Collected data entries
Start of Block

PR #551, opened 2022-11-24
Feature/csv port enrichment

### LINKED ISSUE #546: Summarization mechanism for `port` labels in Flow metrics
The `port` label associated with the `top_(in|out)_(src_dst)_ports_(bytes|packets)` flow metrics has very high cardinality, primarily because source client ports are randomly chosen (typically in the 49152–65535 range). Information on individual port numbers is of limited value, though aggregate measures could still provide value. This ticket proposes one approach to reduce the cardinality of the `port` label.

Suggest implementing `port` summarization as a by-product of the enrichment process, by which numerical port numbers are converted to human-readable labels. This process could also "collapse" multiple port numbers to a smaller set of names, thereby providing rudimentary summarization.

Building upon the `etc/services` file format, we could add support for lists and ranges (instead of single number values) to achieve this. Here is a sample file to illustrate this idea:
```
ftp              21/udp     # File Transfer [Control]
ftp              21/tcp     # File Transfer [Control]
ssh              22/udp     # SSH Remote Login Protocol
ssh              22/tcp     # SSH Remote Login Protocol
domain           53/udp     # Domain Name Server
domain           53/tcp     # Domain Name Server
...
dhcp             67,68/udp
dhcp             67,68/tcp
...
dynamic-client   49152–65535/udp
dynamic-client   49152–65535/tcp
```

leoparente:


rboucher-me (approved):

src/IpPort.h
```diff
@@ -4,13 +4,19 @@
...
 #endif
+#include <csv.h>
+#ifdef __GNUC__
+#pragma GCC diagnostic pop
+#endif
+#include <map>
 #include <nlohmann/json.hpp>
 #include <ostream>
 #include <string>
+#include <variant>
```
weyrick: where is this used?

src/IpPort.cpp
```diff
@@ -8,28 +8,67 @@ std::ostream &operator<<(std::ostream &os, const IpPort &p)
...
+                    if (protocol == "tcp") {
+                        ports_tcp_list[value] = {service, value};
+                    } else if (protocol == "udp") {
+                        ports_udp_list[value] = {service, value};
+                    }
+                }
+            }
+            break;
+        } catch ([[maybe_unused]] std::exception &e) {
+            in.next_line();
```
weyrick, line 45: should we warning here?

weyrick (approved):

src/IpPort.h
leoparente: it is not

src/IpPort.cpp
leoparente: I don't think so because it happens quite often on iana file due to multiline description for Ports like this:

```
virtualdj,,,VirtualDJ Remote Control protocol,[Atomix_Productions],[Stephane_Clavel],2011-10-12,,,,,Defined TXT keys: None
visel,,,visel Q-System services,[Lehpaner_Sasa],[Lehpaner_Sasa],,,,,,"Defined TXT keys:   Version=<service version>
  Type=<service type>
  Name=<service Name>
  Zone=<service zone>
  ID=<serviceID>
  SString=<serviceString>
  SString1=<serviceString>"
voalte2,,tcp,Server location via DNS-SD,[Voalte_Inc],[John_Simpson],2019-01-22,,,,,"Defined TXT keys: txtvers, name, (others not publicly documented)"
voalte3,,tcp,Server location via DNS-SD,[Voalte_Inc],[John_Simpson],2019-01-22,,,,,"Defined TXT keys: txtvers, name, (others not publicly documented)"
volterio,,tcp,Internal Communication Service,[Volterio],[Johannes_Ofner],2021-07-23,,,,,Defined TXT keys: None
vos,,,Virtual Object System (using VOP/TCP),[Reed_Hedges][Peter_Amstutz],[Reed_Hedges][Peter_Amstutz],,,,,,"Defined TXT keys:   url=<Object URL with full path>
  type=<Comma-seperated list of object types>
```

leoparente: So the log would be noisy

src/IpPort.h
leoparente: I removed it

PR #27543, opened 2022-12-14
[NEW] Upload service

KevLehman:
## Further comments

This is taken from AppsEngine teamwork. Idea is to have this merged into develop faster as Omnichannel needs this same service :) and we don't want to fix conflicts


apps/meteor/server/services/upload/service.ts
```diff
@@ -0,0 +1,36 @@
...
+		});
+		return uploadedFile;
+	}
+
+	async sendFileMessage({ roomId, file, userId, message }: ISendFileMessageParams): Promise<IMessage | undefined> {
+		let msg;
+		Meteor.runAsUser(userId, () => {
+			msg = Meteor.call('sendFileMessage', roomId, null, file, message);
+		});
+		return msg;
```
sampaiodiego, line 30:
```suggestion
		return Meteor.runAsUser(userId, () => Meteor.call('sendFileMessage', roomId, null, file, message));
```

apps/meteor/server/services/upload/service.ts
```diff
@@ -0,0 +1,36 @@
...
+export class UploadService extends ServiceClassInternal implements IUploadService {
+	protected name = 'upload';
+
+	async uploadFile({ buffer, details, userId }: IUploadFileParams): Promise<IUpload> {
+		let uploadedFile: IUpload = {} as IUpload;
+		Meteor.runAsUser(userId, () => {
+			const fileStore = FileUpload.getStore('Uploads');
+			uploadedFile = fileStore.insertSync(details, buffer);
+		});
+		return uploadedFile;
```
sampaiodiego, line 22: this doesn't need to be a `runAsUser`.. the confusion might be because `insertSync` requires a Fiber, but just regular `insert` can be used as well

```suggestion
		const fileStore = FileUpload.getStore('Uploads');
		return await fileStore.insert(details, buffer);
```

sampaiodiego (changes requested):

apps/meteor/server/services/upload/service.ts
```diff
@@ -0,0 +1,39 @@
...
+		return fileStore.insert(details, buffer);
+	}
+
+	async sendFileMessage({ roomId, file, userId, message }: ISendFileMessageParams): Promise<IMessage | undefined> {
+		return Meteor.runAsUser(userId, () => Meteor.call('sendFileMessage', roomId, null, file, message));
+	}
+
+	async sendFileLivechatMessage({ roomId, visitorToken, file, message }: ISendFileLivechatMessageParams): Promise<IMessage> {
+		return Meteor.call('sendFileLivechatMessage', roomId, visitorToken, file, message);
+	}
```
KevLehman, line 27: Don't want to sound like one of those service purists, but, should we have this "sendmessage" actions on this service? It's easier yeah, but 🤔 @sampaiodiego

apps/meteor/server/services/upload/service.ts
```diff
@@ -0,0 +1,39 @@
...
+	IUploadFileParams,
+	IUploadService,
+} from '../../sdk/types/IUploadService';
+import { FileUpload } from '../../../app/file-upload/server';
+
+export class UploadService extends ServiceClassInternal implements IUploadService {
+	protected name = 'upload';
+
+	async uploadFile({ buffer, details }: IUploadFileParams): Promise<IUpload> {
+		const fileStore = FileUpload.getStore('Uploads');
```
KevLehman, line 17: If this is an "uploads" service, we may have this as a property instead of a string. So we call `this.store`

apps/meteor/server/services/upload/service.ts
sampaiodiego: I think so..

just not sure if this service should also save the message, or just somehow associate the file with the message.

apps/meteor/server/services/upload/service.ts
sampaiodiego: once we move everything to this service, yes, agreed. right now the "stores" are created async, which then requires us from using `getStore` every time.. it is not something expensive to call `getStore` but I agree it makes sense to have it as a local variable inside the service

sampaiodiego (approved):

apps/meteor/server/services/upload/service.ts
KevLehman: To not remove your approval, I'll get this done for the future 👀

apps/meteor/server/services/upload/service.ts
KevLehman: I'd say it would be good for the future to have a "messaging" service and do those actions there. 🤔 I'll resolve this one, but will create tasks for updating this in the future.
Maybe using this call to proxy messages to reduce changes

PR #27551, opened 2022-12-15
[FIX] Anonymous user buttons

### LINKED ISSUE #27149: anonymous message writing does not work
### Description:

Anonymous message writing doesn't work, because the 'Sign in to start talking' and 'Or talk as anonymous' buttons dont do anything.

### Steps to reproduce:
Enable anonymous read/write under settings/accounts
Access server while logged out
Navigate to a public and default room
Click the 'Sign in to start talking' and 'Or talk as anonymous' buttons

### Expected behavior:
'Sign in to start talking' would prompt you to log in
'Or talk as anonymous' button would give you a prompt to create an anonymous login token

### Actual behavior:
The buttons do nothing

### Server Setup Information:

- Version of Rocket.Chat Server: 5.2.0
- Operating System: Debian 10 Buster 64 bit
- Deployment Method: Tar
- NodeJS Version: 14.20.1 - x64
- MongoDB Version: 6.0.2

### Client Setup Information

- Desktop App or Browser Version: Firefox 92 (64-bit)
- Operating System: Ubuntu 20.04.3 LTS

### Additional context
Consider the following file: https://github.com/RocketChat/Rocket.Chat/blob/develop/apps/meteor/client/views/room/components/body/composer/ComposerAnonymous.tsx

From the git history it kindof looks like while re-organizing someone commented out the click handlers for the two buttons in question because they cause a compilation failure, and never fixed/reimplemented them, so they in fact do nothing

### Relevant logs:
If you really want to see logs I can provide them, however I currently have a custom version deployed to my server since I tried re-building with the code un-commented (to be clear, i did NOT have a custom version deployed when I first noticed this issue), and then made various efforts to fix it myself (it is not as simple as just un-commenting the code, and I am not a typescript/react/javascript whatever guy so I was unable to figure it out after several hours).  It takes like an hour to redeploy everything and get you a version of the logs from your own production release and I currently believe I already mostly identified the issue so I will not bother for now.

hugocostadev:

When the server accepts an anonymous user to join and chat without login, two buttons appears: one for Login and the other to send messages without login.

The component was rewritten to use the fuselage Design System and native hooks to perform actions.

image

## Issue(s)

closes #27149 

fixes https://forums.rocket.chat/t/sign-in-to-start-talking-and-or-talk-as-anonymous-buttons-dont-work/15358 

## Further comments

TC-318


apps/meteor/tests/e2e/anonymous-user.spec.ts
```diff
@@ -0,0 +1,51 @@
...
+import { setSettingValueById } from './utils/setSettingValueById';
+import { expect, test } from './utils/test';
+
+test.describe('anonymous-user', () => {
+	let poHomeChannel: HomeChannel;
+
+	test.beforeAll(async ({ api }) => {
+		expect((await setSettingValueById(api, 'Accounts_AllowAnonymousRead', true)).status()).toBe(200);
+		expect((await setSettingValueById(api, 'Accounts_AllowAnonymousWrite', true)).status()).toBe(200);
+	});
```
ggazzo, line 13:
```suggestion
	test.beforeAll(async ({ api }) => {
		expect((await setSettingValueById(api, 'Accounts_AllowAnonymousRead', true)).status()).toBe(200);
		expect((await setSettingValueById(api, 'Accounts_AllowAnonymousWrite', true)).status()).toBe(200);
	});
	test.afterAll(async ({ api }) => {
		expect((await setSettingValueById(api, 'Accounts_AllowAnonymousRead', false)).status()).toBe(200);
		expect((await setSettingValueById(api, 'Accounts_AllowAnonymousWrite', false)).status()).toBe(200);
	});
```

gabriellsh (dismissed):

apps/meteor/client/hooks/useAnonymousUser.ts
```diff
@@ -0,0 +1,9 @@
+import { useMethod } from '@rocket.chat/ui-contexts';
+import { useMutation } from '@tanstack/react-query';
+
+export const useAnonymousUser = () => {
```
tassoevan, line 4: The hook's name is not very informative. Why not `useRegisterAnonymousUserMutation`? It adds a verb and it declares the return type is not a simple callback.

tassoevan, line 4: The hook's name is not very informative. Why not `useRegisterAnonymousUserMutation`? It adds a verb and it declares the return type is not a simple callback.

tassoevan (changes requested):

apps/meteor/client/hooks/useAnonymousUser.ts
hugocostadev: done

tassoevan (approved):

PR #27552, opened 2022-12-15
Chore: Update tsconfig base target to es2020

sampaiodiego:

The base files are not split into two other files, a "client" and a "server" file. Both extends the new base one. Packages should extend either "client" or "server" ones:

```mermaid
graph TD;
    base[tsconfig.base.json]-->client[tsconfig.base.client.json];
    base-->server[tsconfig.base.server.json];
    server-->s1["@rocket.chat/models"];
    server-->s2["@rocket.chat/ddp-streamer"];
    server-->s3[...];
    client-->c1["@rocket.chat/ui-theming"];
    client-->c2["@rocket.chat/fuselage-ui-kit"];
    client-->c3[...];
```

Important changes:

- The client config `target` have been bumped to `es2015` (it was `es5` before)
- The server config `target` have been bumped to `es2020`
- The default value for `jsx` is `react-jsx`
- Raised `"noUnusedLocals": true` to a base config, so had to remove a bunch of imports to `React` that were not being used


ggazzo (changes requested):
create a client base, sever base and base base :)

ggazzo (approved):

End of Block

## Assignment
The lines to copy run from the first line of the entries to the line containing "label associated with"; copy them exactly and output nothing else.

## Written solution
PR #551, opened 2022-11-24
Feature/csv port enrichment

### LINKED ISSUE #546: Summarization mechanism for `port` labels in Flow metrics
The `port` label associated with the `top_(in|out)_(src_dst)_ports_(bytes|packets)` flow metrics has very high cardinality, primarily because source client ports are randomly chosen (typically in the 49152–65535 range). Information on individual port numbers is of limited value, though aggregate measures could still provide value. This ticket proposes one approach to reduce the cardinality of the `port` label.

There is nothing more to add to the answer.